The big-picture reason why investors like the healthcare real estate investment trust niche is the baby boom generation. Essentially, demand will rise as more and more baby boomers crest into their retirement years. But healthcare isn't the only real estate sector that's going to be affected by this demographic trend. Here's why Equity Lifestyle Properties (ELS -1.02%) is set to benefit, too, while paying investors a growing dividend along the way.

Equity Lifestyle caters to an interesting niche

Equity Lifestyle Properties owns a collection of mobile home parks, recreational vehicle resorts, and marinas. They are generally located in coastal markets, on or near a body of water, and in vacation and retirement areas. In other words, they are right where retired people are likely to be heading once they quit the daily grind. That segment of the population is set to grow materially over the next decade or two as the baby boomers continue to transition to a new stage of life.

Two people hugging in front of a recreational vehicle.

Image source: Getty Images.

Before you brand the properties this real estate investment trust (REIT) owns as less than desirable, you should take a deeper dive. For example, the mobile home sector is very low-maintenance and, importantly, provides customers with an affordable alternative to renting or buying a property.
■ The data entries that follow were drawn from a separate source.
PR #1201, opened 2022-03-03
WIP: Run Windows containers as host-process containers

marosset:
**What type of PR is this?**

/kind feature

This PR allows for running the Windows azuredisk csi driver containers as host-process containers.
This simplifies the deployment of the drivers and aligns with the long-term CSI plugin goals of the Kubernetes community.

This also works around https://github.com/kubernetes-sigs/cluster-api-provider-azure/issues/2132 allowing azuredisk csi drivers to be used in CAPZ clusters.

Note: this still requires csi-proxy to be installed and running on Windows nodes in the cluster

Fixes #

**Requirements**:
  
- [ ] includes documentation
- [ ] adds unit tests

**Release note**:
```

```


marosset:
I will work on updating the helm charts now too.

marosset:
It looks like `pull-azuredisk-csi-driver-e2e-windows-containerd` is using v1.20 bits for the nodes because 1.20 is no longer supported.

This should probably be updated...

```
2022/03/10 22:06:26 e2e.go:496: Cluster nodes:
6144k8s000              Ready   agent    43s   v1.20.15
6144k8s001              Ready   <none>   15s   v1.20.15
k8s-master-61449729-0   Ready   master   90s   v1.20.15
2022/03/10 22:06:26 process.go:153: Running: kubectl --match-server-version=false version
WARNING: version difference between client (1.23) and server (1.20) exceeds the supported minor version skew of +/-1
```

marosset:
Let me fix the verify job and then squash all my commits.

jsturtevant:
I don't have a ton of experience with the CSI drivers but generally lgtm and the test `pull-kubernetes-e2e-capz-azure-disk-windows` is passing using this template.

marosset:
@andyzhangx it looks like `pull-kubernetes-e2e-capz-azure-disk` is timing out running windows test cases 

ex: `   Should create and attach a volume with basic perfProfile [enableBursting][disk.csi.azure.com] [Windows] [It]`

Do we need to set ginkgo.skip somewhere?

andyzhangx:
> @andyzhangx it looks like `pull-kubernetes-e2e-capz-azure-disk` is timing out running windows test cases
> 
> ex: ` Should create and attach a volume with basic perfProfile [enableBursting][disk.csi.azure.com] [Windows] [It]`
> 
> Do we need to set ginkgo.skip somewhere?

@marosset that's zone issue:
```
"Disk /subscriptions/0e46bd28-a80f-4d3a-8200-d9eb8d80cb2e/resourceGroups/CAPZ-9B3W2C/providers/Microsoft.Compute/disks/reattach-disk-multiple-nodes cannot be attached to the VM because it is not in zone '1'."
```

currently master node is in zone 1, while agent node are non-zone, the test case would create a PV disk first with zone 1, and then it could not be attached to non-zone node, I will check how to fix it later

charts/latest/azuredisk-csi-driver/templates/csi-azuredisk-node-windows-hostprocess.yaml
```diff
@@ -0,0 +1,161 @@
...
+        nodeAffinity:
+{{ toYaml .Values.windows.nodeAffinity | indent 10 }}
+      priorityClassName: system-node-critical
+      {{- include "azuredisk.pullSecrets" . | indent 6 }}
+      securityContext:
+        windowsOptions:
+          hostProcess: true
+          runAsUserName: "NT AUTHORITY\\SYSTEM"
+      hostNetwork: true
+      initContainers:
```
andyzhangx, line 41: is it possible to combine these settings with original non-hostprocess deployment? looks like the main change is `initContainers`, otherwise we need to maintain two copies of windows daemonset in long term.

marosset: Are you suggesting to update the csi-azuredisk-node-windows.yaml deployment use host-process and not introduce another file?

I don't think AKS supports host-process containers right now but if we are OK with saying only older existing versions
of the driver work on AKS I can do this.

I was thinking we could have both types of deployments exist at the same time for a while in case we find any issues with the host-process container deployments and then delete them at a later time.
Let me know what you think.

andyzhangx: correct, update `charts/latest/azuredisk-csi-driver/templates/csi-azuredisk-node-windows.yaml` since chart config supports if-else, that would be easier to maintain in the future. And for `deploy/csi-azuredisk-node-windows.yaml`, looks like we have to create a new file for host-process containers

marosset: Sounds good. I will do this today.

marosset: I merged the two windows node helm template files - PTAL.
I left them in a sperate commit in case reviewer do not like the changes (I think it makes the helm templates a little bit more complicated).

marosset: Hmm, it looks like there is a check to ensure the number of .yaml files in the chart template directory matches the number of files in /deploy

```
yaml file num(10) under deploy/ not equal to num(9) under charts/latest/azuredisk-csi-driver/templates
make: *** [Makefile:85: verify] Error 1
```

charts/latest/azuredisk-csi-driver/templates/csi-azuredisk-node-windows.yaml
```diff
@@ -33,16 +33,52 @@ spec:
...
         - name: liveness-probe
-          volumeMounts:
-            - mountPath: C:\csi
-              name: plugin-dir
 {{- if hasPrefix "/" .Values.image.livenessProbe.repository }}
           image: "{{ .Values.image.baseRepo }}{{ .Values.image.livenessProbe.repository }}:{{ .Values.image.livenessProbe.tag }}"
 {{- else }}
           image: "{{ .Values.image.livenessProbe.repository }}:{{ .Values.image.livenessProbe.tag }}"
 {{- end }}
+          imagePullPolicy: {{ .Values.image.livenessProbe.pullPolicy }}
```
andyzhangx, line 69: I thought it was a small diff, while it looks like these two deployments are quite different now, then I think we should keep two deployment files, otherwise it may be hard to understand and maintain.

marosset: No problem. I dropped the commit to split merge the manifests.
Let me rebase again.
The manifest do have many subtle differences.

marosset:
@andyzhangx do you have any other concerns or feedback here?
I'd like to try get CAPZ + azuredisk + Windows periodic jobs enabled.

andyzhangx (approved):
/lgtm
/approve

PR #1204, opened 2022-03-04
feat: add getNodeInfoFromLabels in chart config

andyzhangx:
**What type of PR is this?**
/kind feature

feat: add getNodeInfoFromLabels in chart config

Fixes #

**Requirements**:
  
- [ ] includes documentation
- [ ] adds unit tests

**Release note**:
```
feat: add getNodeInfoFromLabels in chart config
```


andyzhangx:
cc @mauriciopoppe

charts/latest/azuredisk-csi-driver/templates/csi-azuredisk-node-windows.yaml
```diff
@@ -108,6 +108,7 @@ spec:
             - "--user-agent-suffix={{ .Values.driver.userAgentSuffix }}"
             - "--allow-empty-cloud-config={{ .Values.node.allowEmptyCloudConfig }}"
             - "--support-zone={{ .Values.node.supportZone }}"
+            - "--get-node-info-from-labels={{ .Values.windows.getNodeInfoFromLabels }}"
```
mauriciopoppe, line 111: This is the location where I was thinking that the value should be true, but I guess it depends on the setup and on having a component that can act as an intermediary to make the instance metadata calls (e.g. a container that intercepts the request and forwards it to the host binary that does it on behalf of the CSI Driver)

mauriciopoppe (commented):
should the files in `deploy/` be updated too?

charts/latest/azuredisk-csi-driver/templates/csi-azuredisk-node-windows.yaml
andyzhangx: if you are using helm chart install, you could add `--set windows.getNodeInfoFromLabels=true`, while it's better not change default value as true here

andyzhangx:
> should the files in `deploy/` be updated too?

@mauriciopoppe fixed.

charts/latest/azuredisk-csi-driver/templates/csi-azuredisk-node-windows.yaml
mauriciopoppe: sounds good, thanks

deploy/csi-azuredisk-node.yaml
```diff
@@ -91,6 +91,7 @@ spec:
             - "--metrics-address=0.0.0.0:29605"
             - "--enable-perf-optimization=true"
             - "--allow-empty-cloud-config=true"
+            - "--get-node-info-from-labels=false"
```
mauriciopoppe, line 94: mmm I thought these files were generated by running the chart against values and dumping them here, it looks like they're updated manually because this file doesn't have the other flags in the chart.

if we want to deploy a release which files should we use?

- the files in `deploy/<release>`? if so, are these files the ones tested?
- the result of applying some values to the chart from the tag <release>? if so, are these files the ones tested?

andyzhangx: there are two ways to install this driver:
 - kubectl apply `deploy/<release>`
 - helm chart install
pls always use helm chart install for customization: https://github.com/kubernetes-sigs/azuredisk-csi-driver/tree/master/charts#v1-parameters

mauriciopoppe: understood, thanks

mauriciopoppe:
/lgtm
/hold

Feel free to remove the hold, pull-kubernetes-e2e-capz-azure-disk-windows didn't succeed yet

A mobile home can save a person hundreds of dollars a month in costs compared to apartments while the average cost of a manufactured house can be less than a third of what it would cost to buy a traditional home. That's a lot of savings and makes a manufactured home a desirable option for people on a budget. Meanwhile, the properties that Equity Lifestyle owns aren't rundown locations that you might see in a horror movie, they are modern, well kept, and filled with amenities. 
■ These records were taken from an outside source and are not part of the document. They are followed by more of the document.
PR #1220, opened 2022-03-14
[V2] test: add test for unplanned failover scenario

sunpa93:
**What type of PR is this?**
/kind test

* adds test that emulates unplanned  failover scenario for v2 driver
* fixes test cases with invalid assumptions

Fixes #

**Requirements**:
  
- [ ] includes documentation
- [ ] adds unit tests

**Release note**:
```
none
```

### DIFF
--- a/test/e2e/dynamic_provisioning_test.go
+++ b/test/e2e/dynamic_provisioning_test.go
@@ -48,22 +48,21 @@ var _ = ginkgo.Describe("Dynamic Provisioning", func() {
 	ginkgo.Context("[multi-az]", func() {
 		t.defineTests(true, scheduler)
 	})
+
+	ginkgo.Context("[unplanned]", func() {
+		t.defineUnplannedTests(false, "csi-azuredisk-scheduler-extender")
+	})
 })
 
 type dynamicProvisioningTestSuite struct {
+	cs                    clientset.Interface
+	ns                    *v1.Namespace
+	snapshotrcs           restclientset.Interface
+	testDriver            driver.PVTestDriver
 	allowedTopologyValues []string
 }
 
-func (t *dynamicProvisioningTestSuite) defineTests(isMultiZone bool, schedulerName string) {
-	f := framework.NewDefaultFramework("azuredisk")
-
-	var (
-		cs          clientset.Interface
-		ns          *v1.Namespace
-		snapshotrcs restclientset.Interface
-		testDriver  driver.PVTestDriver
-	)
-
+func (t *dynamicProvisioningTestSuite) beforeEach(f *framework.Framework, isMultiZone bool) {
 	ginkgo.BeforeEach(func() {
 		checkPodsRestart := testutil.TestCmd{
 			Command:  "bash",
@@ -73,18 +72,18 @@ func (t *dynamicProvisioningTestSuite) defineTests(isMultiZone bool, schedulerNa
 		}
 		testutil.ExecTestCmd([]testutil.TestCmd{checkPodsRestart})
 
-		cs = f.ClientSet
-		ns = f.Namespace
+		t.cs = f.ClientSet
+		t.ns = f.Namespace
 
 		var err error
-		snapshotrcs, err = testutil.RestClient(testconsts.SnapshotAPIGroup, testconsts.APIVersionv1)
+		t.snapshotrcs, err = testutil.RestClient(testconsts.SnapshotAPIGroup, testconsts.APIVersionv1)
 		if err != nil {
 			ginkgo.Fail(fmt.Sprintf("could not get rest clientset: %v", err))
 		}
 
 		// Populate allowedTopologyValues from node labels fior the first time
 		if isMultiZone && len(t.allowedTopologyValues) == 0 {
-			nodes, err := cs.CoreV1().Nodes().List(context.TODO(), metav1.ListOptions{})
+			nodes, err := t.cs.CoreV1().Nodes().List(context.TODO(), metav1.ListOptions{})
 			framework.ExpectNoError(err)
 			allowedTopologyValuesMap := make(map[string]bool)
 			for _, node := range nodes.Items {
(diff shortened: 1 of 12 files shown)


edreed:
Instead of a separate test, could we do this as part of the E2E tests by adding support for this scenario to `PodFailoverWithReplicas`?

sunpa93:
> Instead of a separate test, could we do this as part of the E2E tests by adding support for this scenario to PodFailoverWithReplicas?

I was originally hesitant to add this to e2e test suite because e2e test runs very often and this test case by itself would consume ~15 minutes to complete but if this is no issue, I can go ahead and move this to be a part of the e2e test suite.

edreed:
> I was originally hesitant to add this to e2e test suite because e2e test runs very often and this test case by itself would consume ~15 minutes to complete but if this is no issue, I can go ahead and move this to be a part of the e2e test suite.

That is something to consider. We could use a separate context to prevent running by default and only add the context in to the test run that we want.

jmclong:
I tested out the changes for TestStatefulSet here, and it fixes the issue with AllPods not being populated when calling the Create method. I'll wait for this change prior submitting a fix for #1244.

edreed:
The Trivy failures are fixed by #1293 .

test/e2e/dynamic_provisioning_test.go
```diff
@@ -1652,7 +1725,7 @@ func (t *dynamicProvisioningTestSuite) defineTests(isMultiZone bool, schedulerNa
 		storageClassParameters := map[string]string{"skuName": skuName, "maxShares": "3", "cachingMode": "None"}
```
jmclong, line 1726: Hey,

I was looking at the test failure that you encountered, and the symptom seems like it was pretty similar to an issue I was facing earlier. I think that you need to set `VolumeBindingMode` to immediate, otherwise polling for the `multi-az` case doesn't work. The `PersistentVolume` for the volumes of that pod will be `nil`. Here's a snippet of the code that I had written to do that:



```go
if testutil.IsZRSSupported(location) {
	immediate := storagev1.VolumeBindingImmediate
	for i := range pod.Volumes {
		pod.Volumes[i].VolumeBindingMode = &immediate
	}
}
```

You have to add this in after the call to `NormalizeVolumes` because that changes the volume binding mode on the volumes of the pod. 

If this is indeed the issue, we might want to take a look at usage of `VerifySuccessfulAzVolumeAttachments` after this PR to see if the ```if volume.PersistentVolume != nil``` inside of it should actually be an error condition because it's tricky behavior. 

Joshua

sunpa93: Hey Joshua. Sorry for the delay; I was addressing problems from other PR yesterday and wasn't able to get to this promptly.

And the problem indeed seems to be caused because of volume binding mode being set to `WaitForFirstCustomer` when it should be `VolumeBindingImmediate` as you suggested. For ZRS disks, `GetDynamicProvisioningStorageClass` function is responsible for setting the volume binding mode to `VolumeBindingImmediate`.
https://github.com/kubernetes-sigs/azuredisk-csi-driver/blob/04aba1e20ce3598d77e359198e4579335eb27024/test/e2e/driver/azuredisk_driver.go#L62-L64

The problem seems to be that the `SkuNameField` key in the storage class parameter is hard coded and is in camel case when it should not be (`SkuNameField` defined in azure constants package is all lower cased).
https://github.com/kubernetes-sigs/azuredisk-csi-driver/blob/04aba1e20ce3598d77e359198e4579335eb27024/test/e2e/dynamic_provisioning_test.go#L1652

Actually, the `SkuNameField` key value seems to be inconsistent throughout the entire test suite (some are camel cased and some aren't). So I have raised a PR (https://github.com/kubernetes-sigs/azuredisk-csi-driver/pull/1305) to address this as this make it difficult to detect bugs.

jmclong: Thanks for finding the root cause!

jmclong: I'm still seeing this issue after correcting the SKU field key. It seems that `NormalizeVolumes` sets the Volume's binding mode to `storagev1.VolumeBindingWaitForFirstConsumer` in the multi-az case. This results in the following check failing and the `PersistentVolume` field of `tpvc` never being set:

https://github.com/jmclong/azuredisk-csi-driver/blob/88123cd850a0082c59ba016d7eccdc04223a0f8e/test/resources/volumes.go#L101:L101

sunpa93: That's probably because `SetUpDynamicPersistentVolumeClaim` relies on `VolumeDetail.BindingMode` instead of correctly set storage class's binding mode.
https://github.com/kubernetes-sigs/azuredisk-csi-driver/blob/04aba1e20ce3598d77e359198e4579335eb27024/test/resources/volumes.go#L101

sunpa93: I just made the abovementioned changes and added it to the https://github.com/kubernetes-sigs/azuredisk-csi-driver/pull/1305 as a supplemental change.

And I have made a few changes in this PR to `VerifySuccessfulAzVolumeAttachments`, `SetupWithDynamicVolumes`, and `SetupWithDynamicMultipleVolumes` to address issues with `PodDetails.Volumes[n].PersistentVolume` being `nil`, which I will be pushing shortly.

jmclong: Nice! I was about to validate that solution. (using `storageClass.VolumeBindingMode` instead of `volume.VolumeBindingMode`).

sunpa93:
Test results dependency on https://github.com/kubernetes-sigs/azuredisk-csi-driver/pull/1305

sunpa93:
This PR closed until https://github.com/kubernetes-sigs/azuredisk-csi-driver/pull/1305 gets merged due to dependency.

PR #1216, opened 2022-03-11
[V2] chore: Merge master to main v2

mukhoakash:
**What type of PR is this?**

**What this PR does / why we need it**:

**Which issue(s) this PR fixes**:

Fixes #

**Requirements**:
- [x] uses [conventional commit messages](https://www.conventionalcommits.org/)
  
- [ ] includes documentation
- [ ] adds unit tests
- [ ] tested upgrade from previous version

**Special notes for your reviewer**:

**Release note**:
```
none
```

PR #1237, opened 2022-03-23
[V2] chore: Allow for sync or async AttachDisk operation

edreed:
**What type of PR is this?**

/kind cleanup

Brings the V2 driver up to parity with allowing for synchronous or asynchronous `AttachDisk` operation.

**Requirements**:
  
- [ ] includes documentation
- [ ] adds unit tests

**Release note**:
```
none
```


pkg/provisioner/cloudprovisioner.go
```diff
@@ -340,7 +340,12 @@ func (c *CloudProvisioner) PublishVolume(
 			return nil, err
 		}
 
-		lun, err = c.cloud.AttachDisk(ctx, true, diskName, volumeID, nodeName, cachingMode, disk)
+		asyncAttach := true
```
nearora-msft, line 343: Should we update the driver-parameters.md file to specify  that the default value of this parameter for V2 driver is true?

edreed: This PR is more or less so we can run the scale tests with synchronous `AttachDisk` to see its impact on the scale-out times. The full (and updated) change for this support in V1 will be brought in as part of #1216 .

nearora-msft: If this is just for testing, will this be reverted after #1216 is merged?

edreed: We'll still need the updated `cloud-provisioner-azure` brought in by this change to enable sync/async operation via configuration to maintain feature parity with the v1 driver.

nearora-msft (approved):

pkg/provisioner/cloudprovisioner.go
edreed: I updated the V2 driver parameter documentation.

Recreational vehicle parks are a bit more transitory, given the nature of the RV lifestyle in general. But with more people looking to hit the road in retirement, demand here is likely to increase as well. Just like with mobile homes, Equity Lifestyle owns desirable locations, with the tenant basically taking care of the costs of the "housing." It's another low-maintenance model, where location and amenities are key differentiating factors. 
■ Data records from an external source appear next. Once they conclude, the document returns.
PR #1244, opened 2022-03-25
[V2] feat: add replica creation after volumes are garbage collected 

kassarl:
**What type of PR is this?**

/kind feature
After volumes are garbage collected and attachment capacity opens up on a node, prompts an attempt to create previously failed replicas

Fixes #

**Requirements**:
  
- [ ] includes documentation
- [ ] adds unit tests

**Release note**:
```
none
```

### DIFF
--- a/pkg/controller/replica.go
+++ b/pkg/controller/replica.go
@@ -21,11 +21,15 @@ import (
 	"time"
 
 	"k8s.io/apimachinery/pkg/api/errors"
+	apiErrors "k8s.io/apimachinery/pkg/api/errors"
+	"k8s.io/apimachinery/pkg/labels"
+	"k8s.io/apimachinery/pkg/selection"
 	"k8s.io/apimachinery/pkg/util/wait"
 	"k8s.io/klog/v2"
 	diskv1beta1 "sigs.k8s.io/azuredisk-csi-driver/pkg/apis/azuredisk/v1beta1"
 	consts "sigs.k8s.io/azuredisk-csi-driver/pkg/azureconstants"
 	"sigs.k8s.io/azuredisk-csi-driver/pkg/azureutils"
+	"sigs.k8s.io/controller-runtime/pkg/client"
 	"sigs.k8s.io/controller-runtime/pkg/controller"
 	"sigs.k8s.io/controller-runtime/pkg/event"
 	"sigs.k8s.io/controller-runtime/pkg/handler"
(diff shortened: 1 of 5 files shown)


sunpa93 (changes requested):

pkg/controller/replica.go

Marinas are a relatively new addition to the mix that comes with more costs. However, the boat, like the RV or the mobile home, is the responsibility of the lessee. And even more so than either of the other two sectors, location is vital for a marina. It's also a lifestyle choice to own a boat, but one that transcends retirement and housing choice, expanding Equity Lifestyle's reach a bit beyond its core. However, the basic model is very similar, so it's a complementary expansion.

The track record

With that rough background on the business, it's time to take a closer look at the success Equity Lifestyle has achieved. First off, it has increased its dividend every single year for 17 consecutive years. That makes it a Dividend Achiever and puts it firmly on track to get to the Dividend Aristocrat level in relatively short order. Given the strength of its properties, there's really no reason to believe that it won't get to 25 consecutive years of dividend hikes.

But there's another bit of the dividend record that investors should pay close attention to: dividend growth. Over the past decade, Equity Lifestyle's dividend has increased at an annualized rate of 15%. That's roughly five times the historical rate of inflation growth. To be fair, dividend growth over shorter periods is below that heady figure, but the most recent hike of 6% is still a pretty impressive number for a REIT given the pandemic backdrop in 2020.

ELS Chart

ELS data by YCharts

There is one problem here, however. Equity Lifestyle's dividend yield is a miserly 1.7%. That's more than you'd get from an S&P 500 Index fund, but it's not hard to find other REITs with higher yields. In fact, the company's yield is near the lowest point its been in the past decade. Investors appear to appreciate just how well-positioned this REIT is to benefit from the aging of the baby boom generation and have boosted its stock price, which has depressed the yield. So, right now might not be the best time to buy in on the stock -- but don't move on and forget about it. The market can be fickle and offer up opportunities if you are paying attention.

Equity Lifestyle is on the wish list

Equity Lifestyle has a unique and advantaged model in the housing space that is set to benefit for many years into the future. Investors have bid the stock up accordingly, noting the REIT's strong dividend history. However, this is the type of company you would probably want to add to your portfolio -- at the right price -- which means put it on your wish list just in case the stock sells off and the yield spikes to, say, the 2.5% range, which would be a historically attractive point to buy in. Just make sure you are ready, because such buying opportunities don't come around often (and usually don't last long) for a solid dividend-growth-focused REIT like Equity Lifestyle.